Как-то обчертил он выем в бревне.
— Ну-ка, — говорит, — Егорушка, выбери это топориком.
А сам куда-то отлучился. Егорка сперва с одного боку за черту ушел, а потом и с другого стал так же направлять. Когда расчухал, чего натворил, носишко-то и свесил. Минеич приходит, видит, мальчонка вне себя. В чем дело? Разглядел когда — хлоп Егорку по плечу.
— Не горюй, — говорит, — когда б не клин да не мох, дак и плотник бы сдох! Дело поправимое.
И тут же показал, как исправить. Одним словом, исподволь стал приучать парнишку к отцову ремеслу. А тот и рад. Так и пропадал в плотницкой бригаде.
Когда кончил семилетку, по-настоящему стал там работать. Минеич на что молчун, на что скупой на слова был, а тут разговорился:
— Ты, слышишь, Егорка, брось силой баловать… В нашем деле взмах да глаз нужен. Глаз соврет — не в ту чатинку попадешь, взмах соврет — то перерубишь, то недорубишь. Вот ты и лови… Замечай, когда у тебя взмах и точный, и в силу. Тут и добывай привычку. И к дереву привыкай, приглядывайся. Оно, сказать, хоть и бревно, а тоже свой секрет имеет. Есть прямослойное, есть свилеватое, а то и с заворотом. Станешь сколок делать, не доглядишь и напортишь. Где сук попал — тут и разговор другой… Тут добавь удара. На вершину идет полсилы, на комель — полторы… Вот оно и равно, вот оно и славно!
А то тешет-тешет, остановится вдруг и спросит:
— Чуешь, Егорка, какой дух от дерева растворяется?
Нюхает Егорка.
— Хороший! — говорит.
— То-то — хороший! Славный дух! Природой пахнет. Ну-ка, закрой глаза.
Егорка защурится, а Минеич насбирает щепочек и заставляет его носом угадывать, какого дерева щепка. Сосна там, или береза, или осина…
— Ох и люблю же я, Егорка, этот дух! Такой он тревожный да здоровый. Слыхал я, что плотники да столяры дольше всех на этом свете живут. Потому — деревянным духом дышут. Душа, значит, размягчается и сосуды всякие. Жить задорит он, этот дух!
Ну, и всякое. Про любимое дело любой молчун столько наговорит — в рукавицах не унесешь. Идут деревней с работы — Минеич Егорке дома показывает, которые вместе с Андреем рубили.

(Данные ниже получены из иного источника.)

PR #184, opened 2019-11-27
Prevents possible double allocation

DamianMadden:


src/scene/vcModel.cpp
```diff
@@ -44,15 +44,7 @@ void vcModel_LoadMetadata(vcState *pProgramState, vcModel *pModel)
...
-      if (udGeoZone_SetFromSRID(pModel->m_pPreferredProjection, srid) != udR_Success)
-        udFree(pModel->m_pPreferredProjection);
-    }
-
-    if (pModel->m_pPreferredProjection == nullptr && pWKT != nullptr)
-    {
-      pModel->m_pPreferredProjection = udAllocType(udGeoZone, 1, udAF_Zero);
-
-      if (udGeoZone_SetFromWKT(pModel->m_pPreferredProjection, pWKT) != udR_Success)
+      if (udGeoZone_SetFromSRID(pModel->m_pPreferredProjection, srid) != udR_Success && (pWKT != nullptr && udGeoZone_SetFromWKT(pModel->m_pPreferredProjection, pWKT) != udR_Success))
```
OsiJr: Its possible to not his this block if `pSRID` is null; which is true on older models

OsiJr: When `SRID:0` is non-geolocated space (which it partially is now but will definitely be the case after AB#479 and required fixes for non-geolocated projects); The `SetFromSRID` needs to be guarded with `pSRID != nullptr &&` which gets you to just a rolled up version of what you started with but with extra branches and longer lines.

PR #2406, opened 2023-08-17
Refactor out base TextLogger from StreamLogger

### LINKED ISSUE #2400: Should StreamLogger be TextWriterLogger?
StreamLogger is for some reason (other than name) tied to only being useable with `StreamWriter`, which is just a `TextWriter`, as far as I can tell there is no reason for the implementation to tie into it being a `StreamWriter` and one could easily refactor to `TextWriter` or extracting a base class `TextWriterLogger` with all code, but which allows using a `TextWriter` instead. This would allow exporting to in-memory `StringWriter` instead of having to go through a `MemoryStream`.

https://github.com/dotnet/BenchmarkDotNet/blob/d058c7b6ff2434e96f177f976a0ce06e1a1643b7/src/BenchmarkDotNet/Loggers/StreamLogger.cs#L7-L28

nietras:
Fixes #2400

### DIFF
--- a/src/BenchmarkDotNet/Loggers/TextLogger.cs
+++ b/src/BenchmarkDotNet/Loggers/TextLogger.cs
@@ -9,8 +9,6 @@ namespace BenchmarkDotNet.Loggers
 
         public TextLogger(TextWriter writer) => this.writer = writer;
 
-        public void Dispose() => writer.Dispose();
-
         public virtual string Id => nameof(TextLogger);
         public int Priority => 0;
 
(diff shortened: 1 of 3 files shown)


src/BenchmarkDotNet/Loggers/TextLogger.cs
```diff
@@ -0,0 +1,24 @@
...
+{
+    public class TextLogger : ILogger, IDisposable
+    {
+        private readonly TextWriter writer;
+
+        public TextLogger(TextWriter writer) => this.writer = writer;
+
+        public void Dispose() => writer.Dispose();
+
+        public string Id => nameof(TextLogger);
```
timcassell, line 14: Please make `Id` virtual and keep `nameof(StreamLogger)`.

nietras: my bad, should be fixed now

timcassell (approved):

timcassell:
Thanks @nietras!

— Видишь, Егорушка. Стоят! Нет Андрея, а они стоят… В них сила его живет, мастерство его. Нет Соколка, а сила его на тепло да на радость людям жить оставлена. Да на добрую память еще. Мастерству, Егорушка, смерти нет. Два глаза, две руки да десять пальцев на них человеку дадено, а если к этому еще и мастерство — другой вечно у людей на памяти останется. Я вот, видно, на спокой скоро пойду, а охота напоследок для памяти себе чего-нибудь потесать. Клуб вам, молодым, что ли… Вы дольше помнить будете. Да и дети ваши… Ты, Егорка, затрави-ко холостяжник! Теребите правление, председателя — давай, мол, клуб. Мне уж по годам неудобно, да и не мастак я разговаривать. Самое ваше дело…
И провернули, слушай-ко! Председатель сперва было ни в какую. А молодежь чего удумала… Соберутся напротив председателева дома, да до вторых кочетов — гулянку. Гармошек натащут, пляс учинят, песни опять же — разлюлюшеньки-люлю! Тот было им выговаривать, а они в голос:
— Давайте клуб! Иначе до утра плясать будем. Посменно.
Председателю они, верно, не так уж досаждали. Намается за день — до подушки бы добраться. Да и спать здоров. А у супруги неврозы врачи подозревать стали. Не знаю через чего, а только клуб построили. Егорка с Минеичем отличались. До темного темна на лесах, бывало, торчат.
Так-то вот, года через два получился из Егорки плотник. На отличку по колхозному обиходу.